▶ **Work to complete**
In the entries below, find the line with "To me it sounds" and the line with "This is an initial"; give again those lines and every line between them, exactly.

Items from a dataset:
-*-*-

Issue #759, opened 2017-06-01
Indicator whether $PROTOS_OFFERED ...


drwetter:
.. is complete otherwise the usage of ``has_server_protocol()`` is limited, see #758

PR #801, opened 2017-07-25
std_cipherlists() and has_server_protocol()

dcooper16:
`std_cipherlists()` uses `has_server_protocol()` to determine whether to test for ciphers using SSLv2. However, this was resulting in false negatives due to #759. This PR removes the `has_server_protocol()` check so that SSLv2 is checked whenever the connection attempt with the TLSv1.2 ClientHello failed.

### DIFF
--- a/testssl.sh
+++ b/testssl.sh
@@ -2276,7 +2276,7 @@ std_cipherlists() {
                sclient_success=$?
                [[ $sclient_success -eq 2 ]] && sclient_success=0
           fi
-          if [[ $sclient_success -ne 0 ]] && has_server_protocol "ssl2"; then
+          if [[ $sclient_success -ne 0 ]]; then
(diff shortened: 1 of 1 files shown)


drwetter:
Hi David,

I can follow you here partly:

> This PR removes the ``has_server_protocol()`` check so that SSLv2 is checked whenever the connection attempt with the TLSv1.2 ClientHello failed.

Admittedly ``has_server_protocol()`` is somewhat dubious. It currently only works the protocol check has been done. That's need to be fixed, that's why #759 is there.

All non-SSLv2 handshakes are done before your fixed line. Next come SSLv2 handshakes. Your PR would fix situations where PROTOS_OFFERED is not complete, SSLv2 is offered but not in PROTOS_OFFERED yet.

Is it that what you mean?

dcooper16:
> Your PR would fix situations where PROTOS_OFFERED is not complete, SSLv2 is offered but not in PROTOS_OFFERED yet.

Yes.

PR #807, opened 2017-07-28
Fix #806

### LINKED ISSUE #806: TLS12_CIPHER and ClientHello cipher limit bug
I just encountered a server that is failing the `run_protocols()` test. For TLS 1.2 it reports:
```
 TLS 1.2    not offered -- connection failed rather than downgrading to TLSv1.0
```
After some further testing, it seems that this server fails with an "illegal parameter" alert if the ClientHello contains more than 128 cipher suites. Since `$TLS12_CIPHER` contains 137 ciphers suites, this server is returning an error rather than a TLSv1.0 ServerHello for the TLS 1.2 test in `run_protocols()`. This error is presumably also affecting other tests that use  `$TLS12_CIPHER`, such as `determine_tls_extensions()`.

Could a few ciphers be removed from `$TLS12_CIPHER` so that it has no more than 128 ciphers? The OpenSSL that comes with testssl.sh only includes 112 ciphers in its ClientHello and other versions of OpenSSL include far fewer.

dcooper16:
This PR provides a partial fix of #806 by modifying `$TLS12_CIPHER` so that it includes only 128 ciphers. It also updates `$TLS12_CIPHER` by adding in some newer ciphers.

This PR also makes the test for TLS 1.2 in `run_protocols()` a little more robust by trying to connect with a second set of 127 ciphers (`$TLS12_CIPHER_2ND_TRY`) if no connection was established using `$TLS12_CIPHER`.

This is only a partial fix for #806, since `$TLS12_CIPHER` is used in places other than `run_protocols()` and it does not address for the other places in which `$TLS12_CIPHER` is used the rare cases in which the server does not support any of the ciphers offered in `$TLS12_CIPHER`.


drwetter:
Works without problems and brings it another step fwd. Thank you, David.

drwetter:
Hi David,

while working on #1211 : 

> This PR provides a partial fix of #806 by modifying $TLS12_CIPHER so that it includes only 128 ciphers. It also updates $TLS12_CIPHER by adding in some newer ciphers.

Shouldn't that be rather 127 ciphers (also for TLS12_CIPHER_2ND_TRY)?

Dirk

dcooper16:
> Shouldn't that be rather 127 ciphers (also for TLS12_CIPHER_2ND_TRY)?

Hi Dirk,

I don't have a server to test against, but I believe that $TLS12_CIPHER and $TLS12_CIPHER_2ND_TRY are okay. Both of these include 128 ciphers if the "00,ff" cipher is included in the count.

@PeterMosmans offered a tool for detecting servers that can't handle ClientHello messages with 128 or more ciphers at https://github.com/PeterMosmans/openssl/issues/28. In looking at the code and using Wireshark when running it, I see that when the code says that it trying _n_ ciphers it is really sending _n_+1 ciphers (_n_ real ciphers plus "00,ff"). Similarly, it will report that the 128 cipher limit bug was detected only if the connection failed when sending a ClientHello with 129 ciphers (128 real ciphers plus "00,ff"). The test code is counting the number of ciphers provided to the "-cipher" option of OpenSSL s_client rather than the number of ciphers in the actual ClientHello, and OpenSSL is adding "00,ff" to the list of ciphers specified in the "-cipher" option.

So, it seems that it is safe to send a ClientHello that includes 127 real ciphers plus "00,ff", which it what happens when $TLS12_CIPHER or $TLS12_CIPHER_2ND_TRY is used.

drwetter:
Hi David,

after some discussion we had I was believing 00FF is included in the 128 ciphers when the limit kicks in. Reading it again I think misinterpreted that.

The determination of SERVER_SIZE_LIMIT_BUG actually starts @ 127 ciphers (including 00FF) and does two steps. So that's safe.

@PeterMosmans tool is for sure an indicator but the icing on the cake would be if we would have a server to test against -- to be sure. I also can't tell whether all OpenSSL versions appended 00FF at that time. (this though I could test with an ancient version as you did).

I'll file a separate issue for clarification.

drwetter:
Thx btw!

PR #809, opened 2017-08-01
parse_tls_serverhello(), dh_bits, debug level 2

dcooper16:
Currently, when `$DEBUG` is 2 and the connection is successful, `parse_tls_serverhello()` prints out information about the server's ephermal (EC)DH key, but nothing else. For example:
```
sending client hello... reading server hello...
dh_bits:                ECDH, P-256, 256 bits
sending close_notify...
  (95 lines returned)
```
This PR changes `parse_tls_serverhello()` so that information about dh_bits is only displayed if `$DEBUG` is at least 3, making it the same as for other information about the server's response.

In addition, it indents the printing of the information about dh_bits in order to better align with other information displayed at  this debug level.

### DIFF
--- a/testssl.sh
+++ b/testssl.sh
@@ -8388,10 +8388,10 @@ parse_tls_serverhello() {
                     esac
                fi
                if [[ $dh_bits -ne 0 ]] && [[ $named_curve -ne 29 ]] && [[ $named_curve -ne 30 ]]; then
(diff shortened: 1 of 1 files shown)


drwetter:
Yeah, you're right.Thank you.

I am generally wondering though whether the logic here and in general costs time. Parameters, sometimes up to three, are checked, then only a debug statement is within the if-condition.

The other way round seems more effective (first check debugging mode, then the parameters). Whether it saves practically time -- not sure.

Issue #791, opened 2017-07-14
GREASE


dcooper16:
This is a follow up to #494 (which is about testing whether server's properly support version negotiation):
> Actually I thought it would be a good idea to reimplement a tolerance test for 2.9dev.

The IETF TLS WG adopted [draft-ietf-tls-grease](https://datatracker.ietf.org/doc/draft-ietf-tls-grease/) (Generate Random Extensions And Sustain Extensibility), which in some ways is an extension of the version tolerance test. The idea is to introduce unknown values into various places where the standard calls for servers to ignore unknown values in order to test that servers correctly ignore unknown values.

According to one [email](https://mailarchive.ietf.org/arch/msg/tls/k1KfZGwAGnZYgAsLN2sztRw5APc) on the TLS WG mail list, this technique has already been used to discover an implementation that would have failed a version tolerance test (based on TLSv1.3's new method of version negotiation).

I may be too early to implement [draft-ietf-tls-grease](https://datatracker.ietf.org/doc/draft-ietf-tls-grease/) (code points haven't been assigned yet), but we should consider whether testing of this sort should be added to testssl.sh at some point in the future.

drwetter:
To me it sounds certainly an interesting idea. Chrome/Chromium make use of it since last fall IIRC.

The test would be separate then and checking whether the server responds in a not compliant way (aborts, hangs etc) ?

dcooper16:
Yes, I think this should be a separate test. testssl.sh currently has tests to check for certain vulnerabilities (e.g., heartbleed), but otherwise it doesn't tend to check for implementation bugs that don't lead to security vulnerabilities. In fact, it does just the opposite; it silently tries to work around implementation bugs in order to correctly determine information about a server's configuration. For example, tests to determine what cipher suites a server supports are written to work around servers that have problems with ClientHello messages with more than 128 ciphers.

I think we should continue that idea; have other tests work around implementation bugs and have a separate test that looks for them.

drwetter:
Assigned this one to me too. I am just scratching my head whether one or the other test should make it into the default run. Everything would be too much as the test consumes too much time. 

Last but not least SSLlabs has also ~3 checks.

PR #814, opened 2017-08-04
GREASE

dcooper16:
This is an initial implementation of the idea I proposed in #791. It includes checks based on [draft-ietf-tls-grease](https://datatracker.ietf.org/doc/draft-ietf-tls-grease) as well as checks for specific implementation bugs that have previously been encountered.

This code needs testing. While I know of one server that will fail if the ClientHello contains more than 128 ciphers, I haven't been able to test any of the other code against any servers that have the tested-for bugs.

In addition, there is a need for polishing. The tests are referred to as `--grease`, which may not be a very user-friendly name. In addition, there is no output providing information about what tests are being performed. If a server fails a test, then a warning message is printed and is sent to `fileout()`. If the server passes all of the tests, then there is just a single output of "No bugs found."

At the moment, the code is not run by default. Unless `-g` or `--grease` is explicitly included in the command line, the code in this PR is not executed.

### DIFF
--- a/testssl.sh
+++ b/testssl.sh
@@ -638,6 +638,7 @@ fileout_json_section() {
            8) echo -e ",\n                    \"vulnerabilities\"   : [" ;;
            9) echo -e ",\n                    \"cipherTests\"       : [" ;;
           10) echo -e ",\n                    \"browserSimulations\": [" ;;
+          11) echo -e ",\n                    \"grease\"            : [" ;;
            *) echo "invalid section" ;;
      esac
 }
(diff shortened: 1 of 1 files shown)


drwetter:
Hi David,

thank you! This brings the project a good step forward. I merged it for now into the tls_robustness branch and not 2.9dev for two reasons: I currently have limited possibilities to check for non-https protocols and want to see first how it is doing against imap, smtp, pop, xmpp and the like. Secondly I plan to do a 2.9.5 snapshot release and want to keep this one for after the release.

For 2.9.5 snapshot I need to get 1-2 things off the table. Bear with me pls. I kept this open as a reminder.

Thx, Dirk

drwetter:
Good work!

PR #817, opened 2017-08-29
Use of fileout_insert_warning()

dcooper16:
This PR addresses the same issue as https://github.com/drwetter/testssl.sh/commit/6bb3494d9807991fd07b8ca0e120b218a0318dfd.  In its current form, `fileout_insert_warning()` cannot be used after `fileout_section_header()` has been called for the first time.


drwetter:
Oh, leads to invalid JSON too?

-*-*-

▶ **Answer to this exercise**
To me it sounds certainly an interesting idea. Chrome/Chromium make use of it since last fall IIRC.

The test would be separate then and checking whether the server responds in a not compliant way (aborts, hangs etc) ?

dcooper16:
Yes, I think this should be a separate test. testssl.sh currently has tests to check for certain vulnerabilities (e.g., heartbleed), but otherwise it doesn't tend to check for implementation bugs that don't lead to security vulnerabilities. In fact, it does just the opposite; it silently tries to work around implementation bugs in order to correctly determine information about a server's configuration. For example, tests to determine what cipher suites a server supports are written to work around servers that have problems with ClientHello messages with more than 128 ciphers.

I think we should continue that idea; have other tests work around implementation bugs and have a separate test that looks for them.

drwetter:
Assigned this one to me too. I am just scratching my head whether one or the other test should make it into the default run. Everything would be too much as the test consumes too much time. 

Last but not least SSLlabs has also ~3 checks.

PR #814, opened 2017-08-04
GREASE

dcooper16:
This is an initial implementation of the idea I proposed in #791. It includes checks based on [draft-ietf-tls-grease](https://datatracker.ietf.org/doc/draft-ietf-tls-grease) as well as checks for specific implementation bugs that have previously been encountered.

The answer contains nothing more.